Directed by: Quentin Tarantino

Premise: Three intersecting stories of characters involved in organized crime. A pair of hit men (John Travolta and Samuel L. Jackson) run into misadventures trying to deliver a suitcase to their boss (Ving Rhames), one of the hit men takes their boss’ drug abusing wife (Uma Thurman) out for dinner and drinks, and a boxer (Bruce Willis) manipulates a fixed fight.
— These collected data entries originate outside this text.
PR #5325, opened 2023-07-18
feat(scanner): add option not to follow symlinks

lutzky:
Never consider a symlink to be a subdirectory; this prevents hanging when the symlink points to a slow/inaccessible filesystem.

#### Description

Instead of using `is_dir`, which follows symlinks, use [`symlink_metadata`](https://doc.rust-lang.org/std/fs/fn.symlink_metadata.html), which doesn't.

#### Motivation and Context

If the current directory has a symlink to a slow filesystem (e.g. an inaccessible network filesystem), `is_dir` hangs indefinitely, disregarding `scan_timeout`.

This should help with some instances of #312.

n/a

I've tested by running `starship timings` with network disconnected in a directory which includes a symlink to a network filesystem. Without my change it hangs, with my change it doesn't.

#### Checklist:

- [x] I have updated the documentation accordingly
- [x] I have updated the tests accordingly

### DIFF
--- a/.github/config-schema.json
+++ b/.github/config-schema.json
@@ -1794,6 +1794,10 @@
       "default": true,
       "type": "boolean"
     },
+    "follow_symlinks": {
+      "default": true,
+      "type": "boolean"
+    },
     "palette": {
       "type": [
         "string",
--- a/docs/config/README.md
+++ b/docs/config/README.md
@@ -219,6 +219,14 @@ This is the list of prompt-wide configuration options.
 | `add_newline`     | `true`                         | Inserts blank line between shell prompts.                                                                                                                                        |
 | `palette`         | `''`                           | Sets which color palette from `palettes` to use.                                                                                                                                 |
 | `palettes`        | `{}`                           | Collection of color palettes that assign [colors](/advanced-config/#style-strings) to user-defined names. Note that color palettes cannot reference their own color definitions. |
+| `follow_symlinks` | `true`                         | Follows symlinks to check if they're directories; used in modules such as git.                                                                                                   |
+
+::: tip
+
+If you have symlinks to networked filesystems, consider setting
+`follow_symlinks` to `false`.
+
+:::
 
 ### Example
 
--- a/src/configs/starship_root.rs
+++ b/src/configs/starship_root.rs
@@ -18,6 +18,7 @@ pub struct StarshipRootConfig {
     pub scan_timeout: u64,
     pub command_timeout: u64,
     pub add_newline: bool,
+    pub follow_symlinks: bool,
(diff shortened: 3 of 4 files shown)


davidkna:
Following symlinks does seem somewhat useful, I assume there is no option to ignore cross-device symlinks only?

lutzky:
The trick is determining whether or not a symlink is cross-device *without* calling `stat` on the destination (because that's the bit that might fail). https://github.com/stemjail/mnt-rs seems to be able to do it, but doesn't appear very portable. WDYT?

davidkna:
> The trick is determining whether or not a symlink is cross-device _without_ calling `stat` on the destination (because that's the bit that might fail). https://github.com/stemjail/mnt-rs seems to be able to do it, but doesn't appear very portable. WDYT?

Try using `systemstat` which we already depend on, relevant functions will likely return an error on unsupported operating systems which should be handled.

lutzky:
I've tried out some stuff in https://github.com/starship/starship/pull/5325/commits/a99335a127a4b2369dffa60b829b4fe05fccbc14; WDYT? Reasonable or too brittle?

lutzky:
There's an issue with `systemstat`: [`mounts`](https://docs.rs/systemstat/latest/x86_64-unknown-linux-gnu/src/systemstat/platform/linux.rs.html#641-654) proceeds to immediately `stat` each filesystem, causing it to wait on network. :disappointed: 

I guess one path forward is submitting a patch to `systemstat` to make a no-stat-just-the-files option... WDYT?

davidkna:
> I guess one path forward is submitting a patch to `systemstat` to make a no-stat-just-the-files option... WDYT?

The crate is somewhat minimalistic, so I'm uncertain if the maintainers will be receptive to such a change.

lutzky:
So, given these limitations, how about we go back to the "don't follow symlinks in this case" option? Perhaps as a configurable?

davidkna:
I think making it configurable is fine, unless you want to try making the timeout itself more reliable.

lutzky:
Making the timeout itself more reliable is more challenging (`D` is called "uninterruptable" for a reason, you'd end up accumulating stale threads, it might be worth doing but would be messy). For now, I've made it configurable. PTAL

lutzky:
Finally added tests. I believe that the failures on nightly are unrelated to my changes. Do my changes seem OK now?

davidkna (approved):
LGTM

lutzky:
Still blocked on https://github.com/starship/starship/pull/5467 for passing the checks.

davidkna:
Thanks for the contribution @lutzky!

PR #5327, opened 2023-07-20
Add attribution of subcommand `--print-full-init`

### LINKED ISSUE #5278: Lack of attribution of description for `--print-full-init`
v.: **1.15.0** | Hello. Lack of attribution of description for `--print-full-init` that is printed by `starship init --help`.

Amazingkenneth:
#### Description

Add attribution of subcommand `--print-full-init`

#### Motivation and Context

Closes #5278 

#### Checklist:

There are no documentation or tests that need to be updated for this fix.

### DIFF
--- a/src/main.rs
+++ b/src/main.rs
@@ -50,6 +50,7 @@ enum Commands {
     ///  Prints the shell function used to execute starship
     Init {
         shell: String,
+        /// Prints out the main initialization script
         #[clap(long)]
         print_full_init: bool,
     },


src/main.rs
```diff
@@ -50,6 +50,7 @@ enum Commands {
     ///  Prints the shell function used to execute starship
     Init {
         shell: String,
+        /// Prints out the main initialization script
```
davidkna, line 53: I feel like this by itself isn't a great explanation of what the options do. The explanation should mention how this is different from not passing the option, it may not be clear to users what the main script is without context. Another option would be to hide this option, but I think I prefer keeping it visible.

Amazingkenneth: What about adding a redirect to [the page which introduces it](https://github.com/starship/starship/pull/168)? I think the option without explanation might make the user relatively more confused.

What Works: Each decade of American cinema is dominated by certain filmmakers whose work sets the tone and the pace for everyone else. In the 1990s Quentin Tarantino was one of those filmmakers and he and his work became the essence of cool for that time. Tarantino had first made a splash with 1992’s Reservoir Dogs but Pulp Fiction elevated Tarantino’s stature to a whole new level; critics Gene Siskel and Roger Ebert dedicated an entire episode of their television show to what they called the “Tarantino Generation.” As a result of the film’s popularity, Pulp Fiction’s memorable characters, witty dialogue, and famous scenes have been parodied, alluded to, imitated, and otherwise referenced in other works. This is ironic because Pulp Fiction is largely a love letter to cinema. References to other motion pictures are scattered throughout the picture, including highbrow classics like Psycho (Ving Rhames crossing in front of Bruce Willis’ car), cult films like Kiss Me Deadly (the mysterious suitcase), silent films like The Great Train Robbery (the method of robbing the patrons in the restaurant), Westerns like Rio Bravo (Bruce Willis prompting the cop to pick up his gun), road pictures like Easy Rider (the name of  the motorcycle Bruce Willis rides at the end of his story), and Disney films like The Parent Trap (the square Uma Thurman draws in the air). These references make Pulp Fiction a hypertext of cinematic allusions and the movie was on the forefront of the trend toward metatextual storytelling that would overtake movies and television in the second half of the 1990s. One of the most recognizable elements of Pulp Fiction is its dialogue. Tarantino’s writing is a bit like Beat poetry, using profanity and a blue-collar sense of language, and it combines that rough dialogue with the American love of the outlaw in stories of criminals coping with matters of honor. The acting in the film is top notch with players cast to their strengths. Bruce Willis, a limited actor who makes very good choices of material, plays exactly the kind of likable tough guy he is known for. Samuel L. Jackson’s image as a badass, and much of his career since, is a direct result of his work in this film. The potent mixture of complex characters, violently wacky stories, and dense cinematic references struck a chord with the mid-1990s audience and Pulp Fiction became one of the defining films of a generation.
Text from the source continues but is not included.